Among the lines below, copy each one in which "users" appears.

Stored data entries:
◆ ◆ ◆ ◆ ◆ ◆ ◆

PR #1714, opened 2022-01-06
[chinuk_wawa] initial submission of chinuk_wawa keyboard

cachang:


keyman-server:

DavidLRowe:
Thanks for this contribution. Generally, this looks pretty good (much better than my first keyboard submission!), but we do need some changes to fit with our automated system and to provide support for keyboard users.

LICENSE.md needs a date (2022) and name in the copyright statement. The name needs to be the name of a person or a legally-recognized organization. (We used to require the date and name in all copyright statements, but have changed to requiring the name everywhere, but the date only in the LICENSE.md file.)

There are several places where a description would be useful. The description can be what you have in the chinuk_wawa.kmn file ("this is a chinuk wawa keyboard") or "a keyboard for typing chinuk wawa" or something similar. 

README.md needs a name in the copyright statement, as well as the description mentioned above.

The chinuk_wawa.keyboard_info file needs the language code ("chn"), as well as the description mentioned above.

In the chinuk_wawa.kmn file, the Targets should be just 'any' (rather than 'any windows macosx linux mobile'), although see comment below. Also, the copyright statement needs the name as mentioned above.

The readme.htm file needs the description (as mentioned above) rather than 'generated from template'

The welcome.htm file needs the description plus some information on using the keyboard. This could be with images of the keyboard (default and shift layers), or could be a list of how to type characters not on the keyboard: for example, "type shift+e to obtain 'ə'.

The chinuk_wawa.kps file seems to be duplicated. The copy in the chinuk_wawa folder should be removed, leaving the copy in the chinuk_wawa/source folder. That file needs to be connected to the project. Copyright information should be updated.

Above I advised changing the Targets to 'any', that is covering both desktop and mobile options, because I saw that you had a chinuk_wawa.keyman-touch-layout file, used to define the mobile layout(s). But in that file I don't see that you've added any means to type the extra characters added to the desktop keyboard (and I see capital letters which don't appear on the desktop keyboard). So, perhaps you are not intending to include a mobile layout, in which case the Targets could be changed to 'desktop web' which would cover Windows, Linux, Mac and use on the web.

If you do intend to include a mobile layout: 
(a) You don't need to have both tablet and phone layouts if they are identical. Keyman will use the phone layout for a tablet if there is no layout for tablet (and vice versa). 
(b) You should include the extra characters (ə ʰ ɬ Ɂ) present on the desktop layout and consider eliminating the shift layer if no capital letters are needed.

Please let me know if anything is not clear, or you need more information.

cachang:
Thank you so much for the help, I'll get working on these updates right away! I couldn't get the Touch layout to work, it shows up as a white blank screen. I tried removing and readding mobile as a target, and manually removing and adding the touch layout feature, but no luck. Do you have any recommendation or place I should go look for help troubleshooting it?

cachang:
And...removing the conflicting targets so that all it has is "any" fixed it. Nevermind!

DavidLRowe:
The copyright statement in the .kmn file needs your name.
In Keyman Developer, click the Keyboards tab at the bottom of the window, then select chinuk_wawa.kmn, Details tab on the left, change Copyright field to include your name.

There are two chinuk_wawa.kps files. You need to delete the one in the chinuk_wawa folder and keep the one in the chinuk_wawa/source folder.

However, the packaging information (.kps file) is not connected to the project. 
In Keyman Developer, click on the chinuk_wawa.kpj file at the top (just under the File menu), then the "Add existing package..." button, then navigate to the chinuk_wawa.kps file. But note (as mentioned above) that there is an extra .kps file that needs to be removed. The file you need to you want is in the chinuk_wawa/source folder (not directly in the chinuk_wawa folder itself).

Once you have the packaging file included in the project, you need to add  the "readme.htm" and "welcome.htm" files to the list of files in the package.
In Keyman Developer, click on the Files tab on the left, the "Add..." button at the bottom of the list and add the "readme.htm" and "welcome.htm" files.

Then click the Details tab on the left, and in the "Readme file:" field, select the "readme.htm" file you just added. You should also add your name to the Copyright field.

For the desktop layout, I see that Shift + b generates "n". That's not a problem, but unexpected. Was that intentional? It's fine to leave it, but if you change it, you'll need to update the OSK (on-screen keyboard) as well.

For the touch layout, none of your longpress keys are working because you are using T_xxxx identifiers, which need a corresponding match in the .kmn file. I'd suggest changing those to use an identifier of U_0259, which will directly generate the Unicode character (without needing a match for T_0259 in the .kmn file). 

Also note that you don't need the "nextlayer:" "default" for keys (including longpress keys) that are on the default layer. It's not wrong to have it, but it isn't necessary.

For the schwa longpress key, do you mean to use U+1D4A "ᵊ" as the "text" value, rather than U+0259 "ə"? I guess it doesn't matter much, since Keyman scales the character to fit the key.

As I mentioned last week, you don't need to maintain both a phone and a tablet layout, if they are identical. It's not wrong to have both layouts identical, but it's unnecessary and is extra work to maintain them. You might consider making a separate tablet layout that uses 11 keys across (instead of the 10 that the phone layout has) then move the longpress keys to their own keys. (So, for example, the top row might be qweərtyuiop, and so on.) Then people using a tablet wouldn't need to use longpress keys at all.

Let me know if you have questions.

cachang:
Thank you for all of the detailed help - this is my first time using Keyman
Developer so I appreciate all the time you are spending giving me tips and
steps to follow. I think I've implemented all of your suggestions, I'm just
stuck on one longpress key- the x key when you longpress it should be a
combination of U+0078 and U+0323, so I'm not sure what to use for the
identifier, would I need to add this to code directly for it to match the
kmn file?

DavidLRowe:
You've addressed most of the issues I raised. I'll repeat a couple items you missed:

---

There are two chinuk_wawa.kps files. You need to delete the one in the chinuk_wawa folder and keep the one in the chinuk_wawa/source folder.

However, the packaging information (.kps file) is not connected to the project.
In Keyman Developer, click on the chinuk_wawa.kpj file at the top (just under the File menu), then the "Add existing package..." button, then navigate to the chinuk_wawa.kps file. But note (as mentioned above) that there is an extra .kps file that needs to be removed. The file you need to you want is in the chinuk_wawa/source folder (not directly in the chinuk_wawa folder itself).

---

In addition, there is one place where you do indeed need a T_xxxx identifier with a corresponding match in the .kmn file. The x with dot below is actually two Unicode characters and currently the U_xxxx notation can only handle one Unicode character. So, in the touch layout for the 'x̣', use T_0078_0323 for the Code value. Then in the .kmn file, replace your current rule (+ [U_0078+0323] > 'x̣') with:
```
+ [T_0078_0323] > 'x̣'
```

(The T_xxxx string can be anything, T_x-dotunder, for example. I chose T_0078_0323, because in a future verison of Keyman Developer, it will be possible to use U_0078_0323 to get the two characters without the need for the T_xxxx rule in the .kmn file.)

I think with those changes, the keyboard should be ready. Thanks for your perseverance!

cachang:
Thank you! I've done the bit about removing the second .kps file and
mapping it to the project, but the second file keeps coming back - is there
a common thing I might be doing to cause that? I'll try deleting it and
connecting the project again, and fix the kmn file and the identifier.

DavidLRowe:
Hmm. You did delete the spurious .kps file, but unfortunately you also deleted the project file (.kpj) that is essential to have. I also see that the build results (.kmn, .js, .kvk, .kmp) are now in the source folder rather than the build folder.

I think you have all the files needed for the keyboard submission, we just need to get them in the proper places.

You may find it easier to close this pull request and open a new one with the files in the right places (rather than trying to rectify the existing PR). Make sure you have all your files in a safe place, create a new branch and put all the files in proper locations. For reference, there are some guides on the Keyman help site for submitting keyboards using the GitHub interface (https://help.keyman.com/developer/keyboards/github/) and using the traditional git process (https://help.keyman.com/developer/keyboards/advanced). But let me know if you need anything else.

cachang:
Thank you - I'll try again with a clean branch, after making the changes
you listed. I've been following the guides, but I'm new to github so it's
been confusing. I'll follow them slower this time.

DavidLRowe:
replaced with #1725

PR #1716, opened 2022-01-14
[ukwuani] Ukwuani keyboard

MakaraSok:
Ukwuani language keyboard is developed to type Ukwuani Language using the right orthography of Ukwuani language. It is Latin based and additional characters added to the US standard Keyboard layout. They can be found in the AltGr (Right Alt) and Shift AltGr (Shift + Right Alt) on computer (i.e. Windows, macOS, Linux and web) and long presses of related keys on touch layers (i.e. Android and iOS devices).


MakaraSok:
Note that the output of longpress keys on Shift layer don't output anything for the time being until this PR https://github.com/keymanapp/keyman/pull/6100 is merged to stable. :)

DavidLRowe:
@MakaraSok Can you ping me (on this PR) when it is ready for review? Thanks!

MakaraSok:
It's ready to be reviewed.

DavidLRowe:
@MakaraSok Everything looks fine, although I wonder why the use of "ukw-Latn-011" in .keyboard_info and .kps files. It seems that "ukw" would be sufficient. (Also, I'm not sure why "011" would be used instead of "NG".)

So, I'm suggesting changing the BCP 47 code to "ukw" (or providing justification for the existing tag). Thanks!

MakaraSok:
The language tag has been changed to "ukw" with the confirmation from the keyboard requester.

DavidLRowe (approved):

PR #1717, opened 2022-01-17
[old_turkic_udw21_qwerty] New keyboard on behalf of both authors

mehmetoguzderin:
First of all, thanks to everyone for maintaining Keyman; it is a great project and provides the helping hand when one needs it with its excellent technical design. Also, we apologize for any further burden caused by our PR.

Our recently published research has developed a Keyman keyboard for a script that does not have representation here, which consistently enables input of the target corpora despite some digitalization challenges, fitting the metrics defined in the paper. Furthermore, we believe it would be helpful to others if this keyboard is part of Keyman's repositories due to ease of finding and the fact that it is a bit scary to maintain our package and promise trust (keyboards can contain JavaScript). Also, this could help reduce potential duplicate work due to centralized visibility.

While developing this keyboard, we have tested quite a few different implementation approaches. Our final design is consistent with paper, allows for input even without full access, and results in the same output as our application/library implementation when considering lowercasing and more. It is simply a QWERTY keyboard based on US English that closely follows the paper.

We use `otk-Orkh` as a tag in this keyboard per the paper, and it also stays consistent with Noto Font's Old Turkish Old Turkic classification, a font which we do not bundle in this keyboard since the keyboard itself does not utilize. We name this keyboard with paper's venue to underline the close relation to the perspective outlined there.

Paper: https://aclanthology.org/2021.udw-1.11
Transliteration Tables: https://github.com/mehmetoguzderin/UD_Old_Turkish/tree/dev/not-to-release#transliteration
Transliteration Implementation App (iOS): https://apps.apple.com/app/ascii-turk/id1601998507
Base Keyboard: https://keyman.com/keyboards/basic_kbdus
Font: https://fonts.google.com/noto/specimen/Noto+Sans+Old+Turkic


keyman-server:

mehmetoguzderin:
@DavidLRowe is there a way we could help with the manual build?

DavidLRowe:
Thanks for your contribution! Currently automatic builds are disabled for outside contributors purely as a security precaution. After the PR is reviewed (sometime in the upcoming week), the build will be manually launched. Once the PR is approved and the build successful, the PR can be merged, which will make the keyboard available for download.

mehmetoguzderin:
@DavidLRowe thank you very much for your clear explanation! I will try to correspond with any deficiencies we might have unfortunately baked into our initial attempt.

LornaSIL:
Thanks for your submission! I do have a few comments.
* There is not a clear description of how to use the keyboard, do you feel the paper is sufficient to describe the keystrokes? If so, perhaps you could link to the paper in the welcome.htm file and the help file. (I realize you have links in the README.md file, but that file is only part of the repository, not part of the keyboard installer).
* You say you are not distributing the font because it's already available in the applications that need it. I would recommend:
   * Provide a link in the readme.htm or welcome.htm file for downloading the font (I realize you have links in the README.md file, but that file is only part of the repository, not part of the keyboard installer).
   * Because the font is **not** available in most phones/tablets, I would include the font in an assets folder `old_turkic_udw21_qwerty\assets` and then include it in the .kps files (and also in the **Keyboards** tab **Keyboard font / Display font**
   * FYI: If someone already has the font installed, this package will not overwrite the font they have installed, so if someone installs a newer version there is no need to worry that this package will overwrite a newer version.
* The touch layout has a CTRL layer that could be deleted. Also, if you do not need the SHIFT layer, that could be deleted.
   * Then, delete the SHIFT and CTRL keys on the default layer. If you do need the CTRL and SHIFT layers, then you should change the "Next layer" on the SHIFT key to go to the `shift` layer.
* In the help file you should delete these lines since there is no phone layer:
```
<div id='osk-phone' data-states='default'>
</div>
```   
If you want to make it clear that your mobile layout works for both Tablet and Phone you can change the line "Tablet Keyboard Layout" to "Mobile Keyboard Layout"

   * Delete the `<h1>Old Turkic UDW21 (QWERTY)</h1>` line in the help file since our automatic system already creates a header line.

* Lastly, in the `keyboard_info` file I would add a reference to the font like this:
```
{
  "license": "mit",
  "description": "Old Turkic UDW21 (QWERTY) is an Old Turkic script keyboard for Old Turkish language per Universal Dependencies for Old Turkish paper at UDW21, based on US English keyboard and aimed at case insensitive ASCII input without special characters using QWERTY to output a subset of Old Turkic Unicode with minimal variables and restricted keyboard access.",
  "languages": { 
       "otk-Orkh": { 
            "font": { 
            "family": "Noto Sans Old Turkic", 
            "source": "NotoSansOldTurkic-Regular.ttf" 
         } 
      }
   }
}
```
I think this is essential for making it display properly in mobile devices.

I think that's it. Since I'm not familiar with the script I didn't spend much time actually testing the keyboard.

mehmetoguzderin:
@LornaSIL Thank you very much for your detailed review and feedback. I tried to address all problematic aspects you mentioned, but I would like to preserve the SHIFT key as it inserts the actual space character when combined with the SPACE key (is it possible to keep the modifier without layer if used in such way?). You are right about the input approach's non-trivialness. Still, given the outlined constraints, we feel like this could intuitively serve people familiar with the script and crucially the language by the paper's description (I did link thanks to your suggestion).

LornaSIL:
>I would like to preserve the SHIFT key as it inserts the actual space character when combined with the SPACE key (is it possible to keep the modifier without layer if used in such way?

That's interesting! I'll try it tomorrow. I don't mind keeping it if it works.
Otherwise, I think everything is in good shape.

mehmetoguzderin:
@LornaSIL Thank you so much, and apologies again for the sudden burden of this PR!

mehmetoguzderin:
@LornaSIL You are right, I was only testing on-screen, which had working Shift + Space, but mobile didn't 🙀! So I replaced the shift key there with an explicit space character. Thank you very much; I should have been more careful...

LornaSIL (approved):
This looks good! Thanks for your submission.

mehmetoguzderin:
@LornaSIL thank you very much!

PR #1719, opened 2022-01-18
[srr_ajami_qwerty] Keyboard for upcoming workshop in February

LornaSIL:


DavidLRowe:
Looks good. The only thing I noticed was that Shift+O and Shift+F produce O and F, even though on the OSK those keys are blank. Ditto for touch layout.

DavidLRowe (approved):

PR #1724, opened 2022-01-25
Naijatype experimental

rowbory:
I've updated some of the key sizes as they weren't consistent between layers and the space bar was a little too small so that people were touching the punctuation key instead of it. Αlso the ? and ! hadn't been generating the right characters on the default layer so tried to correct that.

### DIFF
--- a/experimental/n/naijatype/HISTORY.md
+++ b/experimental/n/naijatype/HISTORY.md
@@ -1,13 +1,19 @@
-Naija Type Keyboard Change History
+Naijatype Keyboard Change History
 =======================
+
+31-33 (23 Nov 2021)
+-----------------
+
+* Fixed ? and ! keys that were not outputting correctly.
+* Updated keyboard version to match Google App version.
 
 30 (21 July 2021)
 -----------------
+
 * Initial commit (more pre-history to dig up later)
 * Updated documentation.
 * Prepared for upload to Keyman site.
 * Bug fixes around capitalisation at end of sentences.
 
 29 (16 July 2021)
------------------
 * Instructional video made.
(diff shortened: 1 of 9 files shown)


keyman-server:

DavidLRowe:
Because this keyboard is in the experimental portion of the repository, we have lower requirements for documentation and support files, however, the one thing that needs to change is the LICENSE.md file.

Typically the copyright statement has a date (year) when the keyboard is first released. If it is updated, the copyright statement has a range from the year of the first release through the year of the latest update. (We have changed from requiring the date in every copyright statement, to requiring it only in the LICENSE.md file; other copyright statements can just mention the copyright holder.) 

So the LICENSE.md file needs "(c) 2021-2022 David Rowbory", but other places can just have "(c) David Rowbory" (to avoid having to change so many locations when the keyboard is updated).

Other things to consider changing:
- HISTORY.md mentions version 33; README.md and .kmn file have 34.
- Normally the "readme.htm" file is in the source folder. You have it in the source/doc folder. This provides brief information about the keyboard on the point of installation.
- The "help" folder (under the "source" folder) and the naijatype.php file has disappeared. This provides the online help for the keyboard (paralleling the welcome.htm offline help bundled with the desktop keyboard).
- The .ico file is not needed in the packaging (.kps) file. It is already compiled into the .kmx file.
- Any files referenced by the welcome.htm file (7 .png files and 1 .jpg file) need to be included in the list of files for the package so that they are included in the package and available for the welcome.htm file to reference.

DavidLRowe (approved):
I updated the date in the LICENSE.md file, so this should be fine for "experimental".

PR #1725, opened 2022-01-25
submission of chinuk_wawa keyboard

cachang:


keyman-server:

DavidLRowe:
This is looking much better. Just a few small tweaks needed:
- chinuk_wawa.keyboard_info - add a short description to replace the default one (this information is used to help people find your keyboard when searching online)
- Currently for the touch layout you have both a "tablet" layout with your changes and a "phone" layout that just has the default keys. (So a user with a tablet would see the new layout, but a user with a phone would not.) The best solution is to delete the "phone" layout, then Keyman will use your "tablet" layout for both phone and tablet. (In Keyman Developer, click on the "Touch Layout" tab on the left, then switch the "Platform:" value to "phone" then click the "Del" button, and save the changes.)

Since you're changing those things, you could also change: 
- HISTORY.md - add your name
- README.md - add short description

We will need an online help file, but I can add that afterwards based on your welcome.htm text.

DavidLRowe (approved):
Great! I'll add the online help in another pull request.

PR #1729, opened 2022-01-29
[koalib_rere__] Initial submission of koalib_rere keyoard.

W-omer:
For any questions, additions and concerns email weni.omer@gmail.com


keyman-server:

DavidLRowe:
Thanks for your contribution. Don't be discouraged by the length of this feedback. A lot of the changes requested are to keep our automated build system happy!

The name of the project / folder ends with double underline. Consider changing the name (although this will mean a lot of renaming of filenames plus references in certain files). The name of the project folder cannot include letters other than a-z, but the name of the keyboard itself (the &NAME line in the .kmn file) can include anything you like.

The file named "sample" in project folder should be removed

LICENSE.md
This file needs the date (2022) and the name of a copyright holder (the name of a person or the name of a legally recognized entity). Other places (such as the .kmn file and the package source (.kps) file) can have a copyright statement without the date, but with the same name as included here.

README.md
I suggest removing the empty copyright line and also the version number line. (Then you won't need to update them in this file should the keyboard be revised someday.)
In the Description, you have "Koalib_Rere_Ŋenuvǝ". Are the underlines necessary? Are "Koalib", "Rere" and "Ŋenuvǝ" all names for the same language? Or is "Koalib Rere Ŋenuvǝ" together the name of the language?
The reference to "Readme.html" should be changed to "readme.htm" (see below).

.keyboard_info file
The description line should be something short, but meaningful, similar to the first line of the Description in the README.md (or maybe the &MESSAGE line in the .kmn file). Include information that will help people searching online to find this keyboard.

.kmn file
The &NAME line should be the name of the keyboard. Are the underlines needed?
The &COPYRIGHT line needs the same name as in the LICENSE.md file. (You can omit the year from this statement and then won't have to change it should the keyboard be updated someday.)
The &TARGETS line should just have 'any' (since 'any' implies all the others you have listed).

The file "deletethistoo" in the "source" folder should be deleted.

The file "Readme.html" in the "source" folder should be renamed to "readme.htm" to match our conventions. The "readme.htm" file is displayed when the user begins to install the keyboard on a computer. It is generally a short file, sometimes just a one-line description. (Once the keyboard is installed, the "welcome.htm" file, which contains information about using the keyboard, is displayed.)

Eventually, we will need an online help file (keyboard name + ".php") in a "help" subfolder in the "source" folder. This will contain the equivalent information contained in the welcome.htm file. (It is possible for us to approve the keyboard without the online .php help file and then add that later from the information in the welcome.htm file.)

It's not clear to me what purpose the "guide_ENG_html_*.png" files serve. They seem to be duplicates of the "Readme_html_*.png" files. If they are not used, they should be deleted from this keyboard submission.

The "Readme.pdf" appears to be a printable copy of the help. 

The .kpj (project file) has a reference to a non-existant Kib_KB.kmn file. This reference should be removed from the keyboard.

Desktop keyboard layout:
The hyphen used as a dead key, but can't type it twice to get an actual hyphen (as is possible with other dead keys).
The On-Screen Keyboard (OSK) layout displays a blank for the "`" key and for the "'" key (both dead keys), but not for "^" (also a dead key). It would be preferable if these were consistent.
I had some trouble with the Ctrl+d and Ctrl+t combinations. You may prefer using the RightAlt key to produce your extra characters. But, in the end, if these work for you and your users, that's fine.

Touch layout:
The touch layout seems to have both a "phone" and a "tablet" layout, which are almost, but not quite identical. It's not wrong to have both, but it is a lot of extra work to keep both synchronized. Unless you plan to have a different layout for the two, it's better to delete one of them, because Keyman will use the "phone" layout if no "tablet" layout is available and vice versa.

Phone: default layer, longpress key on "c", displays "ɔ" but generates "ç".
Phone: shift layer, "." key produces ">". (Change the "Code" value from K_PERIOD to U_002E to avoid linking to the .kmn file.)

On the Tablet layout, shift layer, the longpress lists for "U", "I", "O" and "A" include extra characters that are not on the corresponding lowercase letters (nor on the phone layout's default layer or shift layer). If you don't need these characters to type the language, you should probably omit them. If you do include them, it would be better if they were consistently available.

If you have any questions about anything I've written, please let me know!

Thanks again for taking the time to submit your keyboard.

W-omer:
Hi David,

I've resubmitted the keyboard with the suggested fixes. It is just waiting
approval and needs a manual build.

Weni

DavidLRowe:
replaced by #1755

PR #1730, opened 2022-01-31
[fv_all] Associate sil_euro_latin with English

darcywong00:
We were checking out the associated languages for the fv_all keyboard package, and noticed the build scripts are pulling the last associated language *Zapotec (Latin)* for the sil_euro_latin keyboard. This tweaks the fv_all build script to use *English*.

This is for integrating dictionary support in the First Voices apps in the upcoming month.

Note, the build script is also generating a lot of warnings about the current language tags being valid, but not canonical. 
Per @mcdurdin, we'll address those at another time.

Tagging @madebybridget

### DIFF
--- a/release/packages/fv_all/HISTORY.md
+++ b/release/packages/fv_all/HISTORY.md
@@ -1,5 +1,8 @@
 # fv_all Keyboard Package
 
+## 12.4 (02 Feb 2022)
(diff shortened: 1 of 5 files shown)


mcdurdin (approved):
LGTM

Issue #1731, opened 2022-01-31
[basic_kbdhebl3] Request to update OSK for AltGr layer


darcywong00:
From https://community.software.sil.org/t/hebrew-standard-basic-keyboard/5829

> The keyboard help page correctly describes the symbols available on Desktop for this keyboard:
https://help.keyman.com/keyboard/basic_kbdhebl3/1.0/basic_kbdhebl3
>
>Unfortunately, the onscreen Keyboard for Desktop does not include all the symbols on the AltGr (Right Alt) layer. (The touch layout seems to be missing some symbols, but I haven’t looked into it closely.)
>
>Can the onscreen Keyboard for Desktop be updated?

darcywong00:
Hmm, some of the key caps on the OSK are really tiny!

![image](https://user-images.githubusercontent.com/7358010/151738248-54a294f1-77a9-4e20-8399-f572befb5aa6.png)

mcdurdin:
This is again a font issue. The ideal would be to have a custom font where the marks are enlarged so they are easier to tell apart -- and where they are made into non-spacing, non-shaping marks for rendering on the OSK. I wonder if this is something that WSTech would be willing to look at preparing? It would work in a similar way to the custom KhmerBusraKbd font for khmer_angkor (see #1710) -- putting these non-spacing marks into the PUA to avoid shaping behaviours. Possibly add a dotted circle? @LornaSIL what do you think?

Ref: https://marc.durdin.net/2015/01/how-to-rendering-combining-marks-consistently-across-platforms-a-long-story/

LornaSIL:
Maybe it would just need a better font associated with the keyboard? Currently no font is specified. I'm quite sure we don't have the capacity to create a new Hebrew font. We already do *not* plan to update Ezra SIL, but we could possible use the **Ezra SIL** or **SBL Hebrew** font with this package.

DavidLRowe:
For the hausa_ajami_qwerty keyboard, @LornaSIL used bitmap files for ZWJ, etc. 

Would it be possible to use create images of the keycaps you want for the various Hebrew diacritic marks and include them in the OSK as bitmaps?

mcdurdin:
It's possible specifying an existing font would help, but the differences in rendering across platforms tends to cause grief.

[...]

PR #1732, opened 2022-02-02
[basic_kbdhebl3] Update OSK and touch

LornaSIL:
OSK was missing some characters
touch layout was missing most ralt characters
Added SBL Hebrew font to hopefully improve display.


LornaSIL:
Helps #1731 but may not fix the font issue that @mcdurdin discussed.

◆ ◆ ◆ ◆ ◆ ◆ ◆

**Output below**
Thanks for this contribution. Generally, this looks pretty good (much better than my first keyboard submission!), but we do need some changes to fit with our automated system and to provide support for keyboard users.
I had some trouble with the Ctrl+d and Ctrl+t combinations. You may prefer using the RightAlt key to produce your extra characters. But, in the end, if these work for you and your users, that's fine.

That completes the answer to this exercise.